(Data items)
┏━━

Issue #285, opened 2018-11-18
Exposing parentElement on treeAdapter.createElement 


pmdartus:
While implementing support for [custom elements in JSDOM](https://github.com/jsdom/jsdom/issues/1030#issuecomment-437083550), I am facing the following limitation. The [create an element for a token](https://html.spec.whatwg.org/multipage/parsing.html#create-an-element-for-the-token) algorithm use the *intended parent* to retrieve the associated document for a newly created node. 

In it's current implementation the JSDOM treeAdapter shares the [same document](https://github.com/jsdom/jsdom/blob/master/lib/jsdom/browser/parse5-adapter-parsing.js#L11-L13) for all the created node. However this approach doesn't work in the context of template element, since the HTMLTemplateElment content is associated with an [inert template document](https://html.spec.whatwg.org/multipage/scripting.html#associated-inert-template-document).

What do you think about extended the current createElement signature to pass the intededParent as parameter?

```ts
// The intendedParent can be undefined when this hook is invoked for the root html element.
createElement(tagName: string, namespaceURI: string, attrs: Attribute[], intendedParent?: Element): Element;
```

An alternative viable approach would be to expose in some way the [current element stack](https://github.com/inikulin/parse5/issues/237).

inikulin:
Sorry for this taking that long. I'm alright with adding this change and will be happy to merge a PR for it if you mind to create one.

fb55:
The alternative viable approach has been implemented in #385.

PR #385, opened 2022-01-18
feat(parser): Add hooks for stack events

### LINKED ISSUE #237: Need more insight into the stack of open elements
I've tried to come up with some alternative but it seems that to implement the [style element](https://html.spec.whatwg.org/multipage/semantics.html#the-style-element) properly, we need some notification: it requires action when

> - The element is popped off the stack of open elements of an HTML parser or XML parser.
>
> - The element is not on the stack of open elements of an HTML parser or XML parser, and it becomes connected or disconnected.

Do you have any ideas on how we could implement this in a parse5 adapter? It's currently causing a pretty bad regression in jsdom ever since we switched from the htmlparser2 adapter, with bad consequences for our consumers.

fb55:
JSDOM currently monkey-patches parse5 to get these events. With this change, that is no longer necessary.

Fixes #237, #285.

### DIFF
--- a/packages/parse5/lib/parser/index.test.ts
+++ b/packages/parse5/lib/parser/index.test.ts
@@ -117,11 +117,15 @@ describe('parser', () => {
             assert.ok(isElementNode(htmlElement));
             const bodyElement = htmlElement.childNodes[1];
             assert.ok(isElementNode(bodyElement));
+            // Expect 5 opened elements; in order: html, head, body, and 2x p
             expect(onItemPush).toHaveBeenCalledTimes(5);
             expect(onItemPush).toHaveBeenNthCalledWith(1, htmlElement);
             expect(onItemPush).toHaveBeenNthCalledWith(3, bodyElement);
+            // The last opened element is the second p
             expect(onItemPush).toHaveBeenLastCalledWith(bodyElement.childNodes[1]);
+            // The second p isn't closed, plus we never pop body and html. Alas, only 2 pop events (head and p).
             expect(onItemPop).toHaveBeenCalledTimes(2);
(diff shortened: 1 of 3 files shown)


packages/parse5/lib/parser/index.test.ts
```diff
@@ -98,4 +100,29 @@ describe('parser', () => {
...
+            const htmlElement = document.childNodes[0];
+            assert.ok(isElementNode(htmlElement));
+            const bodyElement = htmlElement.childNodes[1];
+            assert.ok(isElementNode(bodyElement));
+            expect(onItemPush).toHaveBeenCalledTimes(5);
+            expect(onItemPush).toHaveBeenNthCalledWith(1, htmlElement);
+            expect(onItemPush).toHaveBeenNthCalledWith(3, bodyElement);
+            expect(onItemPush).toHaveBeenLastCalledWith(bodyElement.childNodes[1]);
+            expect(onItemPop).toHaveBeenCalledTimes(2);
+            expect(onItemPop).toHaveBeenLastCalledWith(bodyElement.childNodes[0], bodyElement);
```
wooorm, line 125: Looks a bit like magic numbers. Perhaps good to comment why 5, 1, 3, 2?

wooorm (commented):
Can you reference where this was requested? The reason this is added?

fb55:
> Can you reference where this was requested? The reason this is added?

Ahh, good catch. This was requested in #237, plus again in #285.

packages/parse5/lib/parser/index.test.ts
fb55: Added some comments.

┗━━
┏━━

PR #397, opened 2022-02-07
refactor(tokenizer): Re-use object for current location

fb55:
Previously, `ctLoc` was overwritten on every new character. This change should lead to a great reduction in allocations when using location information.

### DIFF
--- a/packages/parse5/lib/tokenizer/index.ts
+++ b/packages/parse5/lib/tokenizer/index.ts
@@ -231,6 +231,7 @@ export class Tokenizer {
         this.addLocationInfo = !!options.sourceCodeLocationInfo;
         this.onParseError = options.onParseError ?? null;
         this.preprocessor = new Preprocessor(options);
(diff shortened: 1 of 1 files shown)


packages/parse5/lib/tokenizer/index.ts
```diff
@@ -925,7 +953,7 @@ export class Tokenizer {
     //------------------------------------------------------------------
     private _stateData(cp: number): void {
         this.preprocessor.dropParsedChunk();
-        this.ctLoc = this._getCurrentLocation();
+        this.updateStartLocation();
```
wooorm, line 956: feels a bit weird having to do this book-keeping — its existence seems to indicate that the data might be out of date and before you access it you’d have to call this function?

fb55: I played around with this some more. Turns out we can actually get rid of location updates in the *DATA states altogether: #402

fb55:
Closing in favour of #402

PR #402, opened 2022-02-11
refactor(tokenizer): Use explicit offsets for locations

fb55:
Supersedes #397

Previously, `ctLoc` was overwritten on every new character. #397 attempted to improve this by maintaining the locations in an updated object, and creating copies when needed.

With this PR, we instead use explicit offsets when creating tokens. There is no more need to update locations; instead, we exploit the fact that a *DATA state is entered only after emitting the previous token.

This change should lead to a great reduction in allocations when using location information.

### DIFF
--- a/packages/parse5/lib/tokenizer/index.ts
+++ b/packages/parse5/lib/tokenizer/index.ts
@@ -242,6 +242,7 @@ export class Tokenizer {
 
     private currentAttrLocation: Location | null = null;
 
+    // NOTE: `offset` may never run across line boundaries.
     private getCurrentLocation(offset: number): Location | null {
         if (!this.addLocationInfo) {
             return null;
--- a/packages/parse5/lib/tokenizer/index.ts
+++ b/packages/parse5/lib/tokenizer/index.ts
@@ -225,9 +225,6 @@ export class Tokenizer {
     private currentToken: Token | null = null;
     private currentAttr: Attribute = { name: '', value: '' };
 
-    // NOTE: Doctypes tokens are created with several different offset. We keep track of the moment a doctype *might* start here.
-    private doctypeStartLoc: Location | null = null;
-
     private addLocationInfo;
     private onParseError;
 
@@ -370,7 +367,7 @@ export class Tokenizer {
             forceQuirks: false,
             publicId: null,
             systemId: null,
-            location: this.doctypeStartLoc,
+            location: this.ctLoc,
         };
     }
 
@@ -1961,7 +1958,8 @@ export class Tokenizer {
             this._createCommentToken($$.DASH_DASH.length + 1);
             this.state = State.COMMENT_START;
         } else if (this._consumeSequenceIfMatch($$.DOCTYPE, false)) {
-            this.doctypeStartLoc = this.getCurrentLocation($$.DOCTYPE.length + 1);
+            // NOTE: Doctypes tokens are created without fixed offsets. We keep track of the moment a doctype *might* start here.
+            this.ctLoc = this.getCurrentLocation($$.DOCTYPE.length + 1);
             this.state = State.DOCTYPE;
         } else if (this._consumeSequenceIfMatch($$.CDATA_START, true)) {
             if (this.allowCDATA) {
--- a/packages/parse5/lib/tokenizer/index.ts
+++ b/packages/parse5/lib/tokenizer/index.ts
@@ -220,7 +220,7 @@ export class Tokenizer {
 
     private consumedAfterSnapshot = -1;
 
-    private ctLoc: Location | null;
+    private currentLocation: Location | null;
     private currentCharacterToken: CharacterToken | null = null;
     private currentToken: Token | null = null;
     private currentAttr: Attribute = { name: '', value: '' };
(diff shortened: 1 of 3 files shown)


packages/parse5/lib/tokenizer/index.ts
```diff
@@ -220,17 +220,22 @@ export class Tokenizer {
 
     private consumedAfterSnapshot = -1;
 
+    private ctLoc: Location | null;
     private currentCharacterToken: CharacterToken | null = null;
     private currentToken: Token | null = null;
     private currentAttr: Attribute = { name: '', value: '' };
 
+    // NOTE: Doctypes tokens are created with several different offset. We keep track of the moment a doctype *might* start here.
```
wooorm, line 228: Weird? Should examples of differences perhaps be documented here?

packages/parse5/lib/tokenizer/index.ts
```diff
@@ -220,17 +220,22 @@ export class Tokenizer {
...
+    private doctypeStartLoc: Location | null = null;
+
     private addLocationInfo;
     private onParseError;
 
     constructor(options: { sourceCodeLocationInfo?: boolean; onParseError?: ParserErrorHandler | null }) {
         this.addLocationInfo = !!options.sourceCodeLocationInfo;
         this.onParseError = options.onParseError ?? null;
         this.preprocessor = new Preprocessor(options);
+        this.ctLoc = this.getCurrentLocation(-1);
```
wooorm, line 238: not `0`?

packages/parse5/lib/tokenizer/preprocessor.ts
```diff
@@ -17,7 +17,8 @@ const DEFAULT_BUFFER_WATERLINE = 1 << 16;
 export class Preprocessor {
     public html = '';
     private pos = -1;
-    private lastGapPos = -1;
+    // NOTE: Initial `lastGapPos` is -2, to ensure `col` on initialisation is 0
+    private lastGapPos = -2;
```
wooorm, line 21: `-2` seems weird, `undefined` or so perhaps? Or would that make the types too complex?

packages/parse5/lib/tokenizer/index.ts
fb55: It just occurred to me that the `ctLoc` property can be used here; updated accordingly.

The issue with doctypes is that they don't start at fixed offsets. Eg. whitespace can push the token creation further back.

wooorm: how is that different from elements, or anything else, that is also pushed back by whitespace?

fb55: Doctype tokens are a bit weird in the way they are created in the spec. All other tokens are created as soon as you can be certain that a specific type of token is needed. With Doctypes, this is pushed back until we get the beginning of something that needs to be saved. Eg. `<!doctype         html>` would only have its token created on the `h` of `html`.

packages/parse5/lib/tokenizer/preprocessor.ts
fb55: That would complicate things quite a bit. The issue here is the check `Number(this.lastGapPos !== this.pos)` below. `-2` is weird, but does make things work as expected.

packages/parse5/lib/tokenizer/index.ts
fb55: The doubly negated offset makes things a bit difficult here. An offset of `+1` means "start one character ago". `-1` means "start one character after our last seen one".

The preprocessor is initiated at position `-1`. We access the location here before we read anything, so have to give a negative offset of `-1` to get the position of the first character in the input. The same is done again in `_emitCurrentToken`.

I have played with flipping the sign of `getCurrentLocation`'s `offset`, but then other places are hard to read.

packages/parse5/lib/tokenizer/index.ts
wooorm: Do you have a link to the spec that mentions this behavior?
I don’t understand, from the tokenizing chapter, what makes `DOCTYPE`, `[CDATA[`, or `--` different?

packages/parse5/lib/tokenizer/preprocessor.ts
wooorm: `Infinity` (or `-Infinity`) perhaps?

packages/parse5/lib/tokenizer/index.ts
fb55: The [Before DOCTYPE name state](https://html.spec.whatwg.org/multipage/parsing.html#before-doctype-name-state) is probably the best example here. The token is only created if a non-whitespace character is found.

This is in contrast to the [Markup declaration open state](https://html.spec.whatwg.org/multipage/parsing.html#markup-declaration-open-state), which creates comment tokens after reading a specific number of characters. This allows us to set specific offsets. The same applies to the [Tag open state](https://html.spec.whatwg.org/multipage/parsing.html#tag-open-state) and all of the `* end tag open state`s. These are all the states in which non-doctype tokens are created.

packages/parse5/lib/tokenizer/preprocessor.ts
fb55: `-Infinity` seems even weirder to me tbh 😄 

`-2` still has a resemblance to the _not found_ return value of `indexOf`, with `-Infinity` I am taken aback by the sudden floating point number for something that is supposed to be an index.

┗━━

» **WORK TO BE COMPLETED**: Find the string "events" in the records, then copy each line where it occurs.

» **RESULT OF THE EXERCISE**:
feat(parser): Add hooks for stack events
JSDOM currently monkey-patches parse5 to get these events. With this change, that is no longer necessary.
+            // The second p isn't closed, plus we never pop body and html. Alas, only 2 pop events (head and p).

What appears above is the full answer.